Entonces fue la primera vez que oí hablar de Chin Kin Chou, una china que vive en Cuba. Mi abuela me contó que en 1955 llegaron cientos de barcos al puerto de La Habana, entre estos uno del lejano país, cargado de hombres que dejaban atrás pobreza, hambre y frío, y buscaban una vida diferente.
Ese día Chin Kin y su madre pisaron esta tierra, donde ya vivían desde años atrás su padre y su hermano. «Sabíamos que no les iba mal y que tenían una bodeguita en La Habana. Por eso decidimos venir para acá», me cuenta ahora Chin Kin, quien aún adorna su casa con cuadros de corcho oriundos del Oriente.

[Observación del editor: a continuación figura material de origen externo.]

PR #203, opened 2018-08-22
feat: add new function to generate bg model transactional data

keyanyang:
Add new function to generate bg/nbd model transactional data. Currently the function in `generate_data.py` can only be used to generate summary data. There is no way to generate artificial data according to the BG/NBD model showing the details of transactions. This pull request includes the function to generate such transactional data.

Sample result:
```
  customer_id                       date
0           0 2018-12-31 00:00:00.000000
1           0 2019-01-19 05:12:29.398539
2           0 2019-02-06 10:24:58.797077
3           1 2018-12-31 00:00:00.000000
4           2 2018-12-31 00:00:00.000000
```

### DIFF
--- a/lifetimes/generate_data.py
+++ b/lifetimes/generate_data.py
@@ -56,7 +56,7 @@ def beta_geometric_nbd_model(T, r, alpha, a, b, size=1):
             alive = np.random.random() > p
 
         times = np.array(times).cumsum()
-        df.iloc[i] = len(times), np.max(times if times.shape[0] > 0 else 0), T[i], l, p, alive, i
+        df.iloc[i] = np.unique(np.array(times).astype(int)).shape[0], np.max(times if times.shape[0] > 0 else 0), T[i], l, p, alive, i
 
     return df.set_index('customer_id')
 
@@ -179,7 +179,7 @@ def pareto_nbd_model(T, r, alpha, s, beta, size=1):
             next_purchase_in = stats.expon.rvs(scale=1. / l)
 
         times = np.array(times).cumsum()
-        df.iloc[i] = len(times), np.max(times if times.shape[0] > 0 else 0), T[i], l, mu, time_of_death > T[i], i
+        df.iloc[i] = np.unique(np.array(times).astype(int)).shape[0], np.max(times if times.shape[0] > 0 else 0), T[i], l, mu, time_of_death > T[i], i
 
     return df.set_index('customer_id')
 
@@ -239,7 +239,7 @@ def modified_beta_geometric_nbd_model(T, r, alpha, a, b, size=1):
             alive = np.random.random() > p
 
         times = np.array(times).cumsum()
-        df.iloc[i] = len(times), np.max(times if times.shape[0] > 0 else 0), T[i], l, p, alive, i
+        df.iloc[i] = np.unique(np.array(times).astype(int)).shape[0], np.max(times if times.shape[0] > 0 else 0), T[i], l, p, alive, i
 
     return df.set_index('customer_id')
 
--- a/lifetimes/generate_data.py
+++ b/lifetimes/generate_data.py
@@ -61,6 +61,73 @@ def beta_geometric_nbd_model(T, r, alpha, a, b, size=1):
     return df.set_index('customer_id')
 
 
+def beta_geometric_nbd_model_transactional_data(T, r, alpha, a, b, observation_period_end='2019-1-1',
+                                                freq='D', size=1):
+    """
+    Generate artificial transactional data according to the BG/NBD model.
+
+    See [1] for model details
+
+    Parameters
+    ----------
+    T: int, float or array_like
+        The length of time observing new customers.
+    r, alpha, a, b: float
+        Parameters in the model. See [1]_
+    observation_period_end: date_like
+        The date observation ends
+    freq: string, optional
+        Default 'D' for days, 'W' for weeks, 'h' for hours
+    size: int, optional
+        The number of customers to generate
+
+    Returns
+    -------
+    DataFrame
+        The following columns:
+        'customer_id', 'date'
+
+    References
+    ----------
+    .. [1]: '"Counting Your Customers" the Easy Way: An Alternative to the Pareto/NBD Model'
+       (http://brucehardie.com/papers/bgnbd_2004-04-20.pdf)
+
+    """
+    observation_period_end = pd.to_datetime(observation_period_end)
+
+    if type(T) in [float, int]:
+        start_date = [observation_period_end - pd.Timedelta(T - 1, unit=freq)] * size
+        T = T * np.ones(size)
+    else:
+        start_date = [observation_period_end - pd.Timedelta(T[i] - 1, unit=freq) for i in range(size)]
+        T = np.asarray(T)
+
+    probability_of_post_purchase_death = stats.beta.rvs(a, b, size=size)
+    lambda_ = stats.gamma.rvs(r, scale=1. / alpha, size=size)
+
+    columns = ['customer_id', 'date']
+    df = pd.DataFrame(columns=columns)
+
+    for i in range(size):
+        s = start_date[i]
+        p = probability_of_post_purchase_death[i]
+        l = lambda_[i]
+        age = T[i]
+
+        purchases = [[i, s - pd.Timedelta(1, unit=freq)]]
+        next_purchase_in = stats.expon.rvs(scale=1. / l)
+        alive = True
+
+        while next_purchase_in < age and alive:
+            purchases.append([i, s + pd.Timedelta(next_purchase_in, unit=freq)])
+            next_purchase_in += stats.expon.rvs(scale=1. / l)
+            alive = np.random.random() > p
+
+        df = df.append(pd.DataFrame(purchases, columns=columns))
+
+    return df.reset_index(drop=True)
+
+
 def pareto_nbd_model(T, r, alpha, s, beta, size=1):
     """
     Generate artificial data according to the Pareto/NBD model.
--- a/tests/test_generate_data.py
+++ b/tests/test_generate_data.py
@@ -8,7 +8,8 @@ import scipy.stats as stats
 
 import lifetimes.estimation as estimation
 from lifetimes.generate_data import beta_geometric_nbd_model, pareto_nbd_model, modified_beta_geometric_nbd_model, \
-    beta_geometric_beta_binom_model
+    beta_geometric_beta_binom_model, beta_geometric_nbd_model_transactional_data
+from lifetimes.utils import summary_data_from_transaction_data
 
 
 def setup_module(module):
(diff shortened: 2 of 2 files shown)


keyanyang:
Test the new function using the existing one.
In both function, `np.random.seed(188898)` is added to make sure consistency.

Desde aquella llegada y con el paso del tiempo, sembró en su jardín, en vez de flores de loto, mariposas, empezó a hablar mandarín solo en su casa y cambió su nombre original por el de Hilda. «El idioma me fue muy complicado; tenía 20 años y no era edad de ir a la escuela, pero poco a poco aprendí el castellano».
Su padre comenzó a realizar actividades con toda la sociedad china radicada en Cuba y así ella conoció el amor en Ramón Yong (Chen Nam), quien había llegado desde China en 1954. «Su español no es muy bueno porque lo aprendió cuando cortaba caña para la zafra y cargaba sacos en la bodeguita de papá», se disculpa ante las cortas palabras que su esposo trata de decir.
Ya han soplado demasiados tifones en Asia y ciclones en América. Hilda sabe que no volverá a los campos de arroz, donde el sol sale más temprano, pero se contenta con que todos sus hijos y nietos estudien en la tierra de las palmas y los cañaverales.
Me muestra un cuadro chino que simula personas en festejo. Le pregunto entonces por el año lunar y responde que hace mucho que perdió la cuenta de su calendario, ese que se reinicia cuando la luna apaga el solsticio de invierno y enciende el equinoccio de primavera. Sin embargo, estos chinos que han llegado a sentirse cubanos, como cualquiera de los que han nacido en esta Isla, comen potaje, cocinan chiviricos, usan ropa isleña y hasta queman un muñeco cada 31 de diciembre.
Después de escucharlos, reímos por aquella tarea de cavar la tierra que me dio mi abuela, que no era para hacerme dar un viaje largo, sino para que crecieran mis aventuras de chiquilla.
Pero este año, ahora que en febrero la luna nueva alumbra en China el Fu (felicidad) por el joven 2018 y se enciende aquí la Feria Internacional del Libro dedicada a esa nación, como le dije a mi abuela, cavaré bien hondo, ya no en la tierra sumisa, sino en los libros que fabrican mundos. Así las letras y los espacios abrirán las puertas de la Gran Muralla, y seguramente llegaré a China.